Karena itu, ia meminta kejelasan terhadap penyusunan perkara tersebut dan berharap proses hukum berjalan untuk mencapai kebenaran serta kepastian, bukan ketidakadilan.

Baca Juga: Eks Sekretaris MA Ajukan Eksepsi Atas Dakwaan Gratifikasi dan TPPU

Selain gratifikasi Rp137,16 miliar, Nurhadi juga didakwa melakukan TPPU dengan nilai total Rp308,1 miliar, terdiri atas Rp307,26 miliar dan 50 ribu dolar AS atau sekitar Rp835 juta dengan asumsi kurs Rp16.700 per dolar AS. Jaksa memaparkan bahwa upaya pencucian uang dilakukan dengan menempatkan dana pada rekening orang lain, membiayai pembelian tanah dan bangunan, serta melakukan pembelian kendaraan.

Atas dakwaan itu, Nurhadi diancam pidana sebagaimana diatur dalam Pasal 12B junto Pasal 18 UU No. 31 Tahun 1999 tentang Pemberantasan Tindak Pidana Korupsi yang telah diubah dengan UU No. 20 Tahun 2001, serta Pasal 3 UU No. 8 Tahun 2010 tentang Pencegahan dan Pemberantasan TPPU jo. Pasal 65 ayat (1) ke-1 KUHP.

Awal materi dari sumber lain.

PR #1255, opened 2024-10-17
CRM457-2106: NSM search

patrick-laa:
## Description of change

[Link to relevant ticket](https://dsdmoj.atlassian.net/browse/CRM457-2106)

### DIFF
--- a/app/assets/stylesheets/custom/search.scss
+++ b/app/assets/stylesheets/custom/search.scss
@@ -1,3 +1,16 @@
+/* override due to nesting govuk-width-container result in no visible margin */
+@media (min-width: 1020px) {
+  .moj-primary-navigation__container {
+    margin: 0 10px !important;
+  }
+}
+
+@media (min-width: 40.0625em) {
+  .moj-primary-navigation__container {
+    margin: 0 10px !important;
+  }
+}
+
 .search-panel {
   padding: 15px 20px 1px 20px;
   background-color: govuk-colour("light-grey");
--- a/app/assets/stylesheets/custom/search.scss
+++ b/app/assets/stylesheets/custom/search.scss
@@ -1,11 +1,6 @@
 /* override due to nesting govuk-width-container result in no visible margin */
-@media (min-width: 1020px) {
-  .moj-primary-navigation__container {
-    margin: 0 10px !important;
-  }
-}
-
-@media (min-width: 40.0625em) {
+@media (min-width: 1020px),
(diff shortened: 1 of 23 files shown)


app/assets/stylesheets/custom/search.scss
```diff
@@ -1,3 +1,16 @@
+/* override due to nesting govuk-width-container result in no visible margin */
+@media (min-width: 1020px) {
+  .moj-primary-navigation__container {
+    margin: 0 10px !important;
+  }
+}
+
+@media (min-width: 40.0625em) {
```
elken, line 8: You can use multiple media queries for a block

```css
@media (min-width: 1020px),
       (min-width: 16rem) // same as the em value you have
```

app/forms/search_form.rb
```diff
@@ -1,23 +1,49 @@
...
-    @params.key?(:search_string)
+  def office_codes
+    [show_all] + current_provider.office_codes.map { Option.new(_1, _1) }
   end
 
-  def valid?
-    @params[:search_string].present?
+  def states
+    [show_all] + %i[
+      draft
```
elken, line 34: This is just all statuses no? Shouldn't this be a global array?

app/javascript/date-picker.js
```diff
@@ -0,0 +1,13 @@
+
+import MOJFrontend from '@ministryofjustice/frontend'
+import $ from 'jquery'
+window.$ = $
+
+function init() {
+  const $datepickers = document.querySelectorAll('[data-module="moj-date-picker"]')
```
elken, line 7:
```js
[...document.querySelectorAll('[data-module="moj-date-picker"]')].forEach(picker => {
    new MOJFrontend.DatePicker(picker, {}).init()
});
```

elken (approved):
Couple of smaller comments, but otherwise this looks good

app/assets/stylesheets/custom/search.scss
patrick-laa: Oh cool, I didn't know that.

elken: Yeah since it's the same rule, works the same as multiple selectors (since they are just selectors really)

app/forms/search_form.rb
elken: Ah I didn't consider order, okay then. Just seems like we're bound to forget one some time.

Sebelumnya, pada 10 Maret 2021, Pengadilan Tipikor Jakarta menjatuhkan vonis 6 tahun penjara kepada Nurhadi dan denda Rp500 juta subsider 3 bulan. Majelis hakim menyatakan bahwa ia terbukti menerima suap Rp35,73 miliar dan gratifikasi Rp13,79 miliar. KPK kemudian mengeksekusinya ke Lapas Kelas I Sukamiskin di Bandung, Jawa Barat, pada 7 Januari 2022. Setelah memperoleh bebas bersyarat, Nurhadi kembali ditahan oleh KPK pada 29 Juni 2025 terkait perkara terbaru tersebut.